### WORK INSTRUCTIONS
Copy the records below character for character.

### EXERCISE DATA
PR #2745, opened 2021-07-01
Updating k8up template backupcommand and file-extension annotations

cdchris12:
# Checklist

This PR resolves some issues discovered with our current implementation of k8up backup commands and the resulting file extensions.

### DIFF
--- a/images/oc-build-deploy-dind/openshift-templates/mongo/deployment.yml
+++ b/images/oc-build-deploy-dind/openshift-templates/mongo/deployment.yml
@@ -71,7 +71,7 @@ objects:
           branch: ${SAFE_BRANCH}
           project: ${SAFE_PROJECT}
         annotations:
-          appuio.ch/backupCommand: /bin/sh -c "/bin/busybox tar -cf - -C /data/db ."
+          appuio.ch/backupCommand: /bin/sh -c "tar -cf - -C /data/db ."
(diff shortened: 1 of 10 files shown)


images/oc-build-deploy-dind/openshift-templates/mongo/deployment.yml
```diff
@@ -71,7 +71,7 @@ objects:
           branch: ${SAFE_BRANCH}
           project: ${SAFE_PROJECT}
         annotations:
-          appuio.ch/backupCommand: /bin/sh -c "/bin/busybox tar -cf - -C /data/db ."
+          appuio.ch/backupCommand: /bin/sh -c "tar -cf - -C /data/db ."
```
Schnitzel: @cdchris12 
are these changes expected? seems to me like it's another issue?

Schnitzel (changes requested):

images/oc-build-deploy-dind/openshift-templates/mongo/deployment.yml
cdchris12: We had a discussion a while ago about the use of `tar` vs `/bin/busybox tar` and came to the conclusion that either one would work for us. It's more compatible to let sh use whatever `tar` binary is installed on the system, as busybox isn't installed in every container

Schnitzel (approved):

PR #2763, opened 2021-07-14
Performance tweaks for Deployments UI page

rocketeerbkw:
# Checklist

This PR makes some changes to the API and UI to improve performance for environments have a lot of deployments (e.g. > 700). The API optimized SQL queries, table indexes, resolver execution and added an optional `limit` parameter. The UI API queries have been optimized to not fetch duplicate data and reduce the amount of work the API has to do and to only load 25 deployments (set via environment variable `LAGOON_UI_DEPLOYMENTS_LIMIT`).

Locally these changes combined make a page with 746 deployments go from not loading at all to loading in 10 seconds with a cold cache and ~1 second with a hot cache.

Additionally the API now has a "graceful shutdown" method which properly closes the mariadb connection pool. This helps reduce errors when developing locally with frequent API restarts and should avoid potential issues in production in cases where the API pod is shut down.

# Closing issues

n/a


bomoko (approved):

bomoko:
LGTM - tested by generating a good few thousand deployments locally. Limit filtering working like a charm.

### ANSWER TO THIS PROBLEM
PR #2745, opened 2021-07-01
Updating k8up template backupcommand and file-extension annotations

cdchris12:
# Checklist

This PR resolves some issues discovered with our current implementation of k8up backup commands and the resulting file extensions.

### DIFF
--- a/images/oc-build-deploy-dind/openshift-templates/mongo/deployment.yml
+++ b/images/oc-build-deploy-dind/openshift-templates/mongo/deployment.yml
@@ -71,7 +71,7 @@ objects:
           branch: ${SAFE_BRANCH}
           project: ${SAFE_PROJECT}
         annotations:
-          appuio.ch/backupCommand: /bin/sh -c "/bin/busybox tar -cf - -C /data/db ."
+          appuio.ch/backupCommand: /bin/sh -c "tar -cf - -C /data/db ."
(diff shortened: 1 of 10 files shown)


images/oc-build-deploy-dind/openshift-templates/mongo/deployment.yml
```diff
@@ -71,7 +71,7 @@ objects:
           branch: ${SAFE_BRANCH}
           project: ${SAFE_PROJECT}
         annotations:
-          appuio.ch/backupCommand: /bin/sh -c "/bin/busybox tar -cf - -C /data/db ."
+          appuio.ch/backupCommand: /bin/sh -c "tar -cf - -C /data/db ."
```
Schnitzel: @cdchris12 
are these changes expected? seems to me like it's another issue?

Schnitzel (changes requested):

images/oc-build-deploy-dind/openshift-templates/mongo/deployment.yml
cdchris12: We had a discussion a while ago about the use of `tar` vs `/bin/busybox tar` and came to the conclusion that either one would work for us. It's more compatible to let sh use whatever `tar` binary is installed on the system, as busybox isn't installed in every container

Schnitzel (approved):

PR #2763, opened 2021-07-14
Performance tweaks for Deployments UI page

rocketeerbkw:
# Checklist

This PR makes some changes to the API and UI to improve performance for environments have a lot of deployments (e.g. > 700). The API optimized SQL queries, table indexes, resolver execution and added an optional `limit` parameter. The UI API queries have been optimized to not fetch duplicate data and reduce the amount of work the API has to do and to only load 25 deployments (set via environment variable `LAGOON_UI_DEPLOYMENTS_LIMIT`).

Locally these changes combined make a page with 746 deployments go from not loading at all to loading in 10 seconds with a cold cache and ~1 second with a hot cache.

Additionally the API now has a "graceful shutdown" method which properly closes the mariadb connection pool. This helps reduce errors when developing locally with frequent API restarts and should avoid potential issues in production in cases where the API pod is shut down.

# Closing issues

n/a


bomoko (approved):

bomoko:
LGTM - tested by generating a good few thousand deployments locally. Limit filtering working like a charm.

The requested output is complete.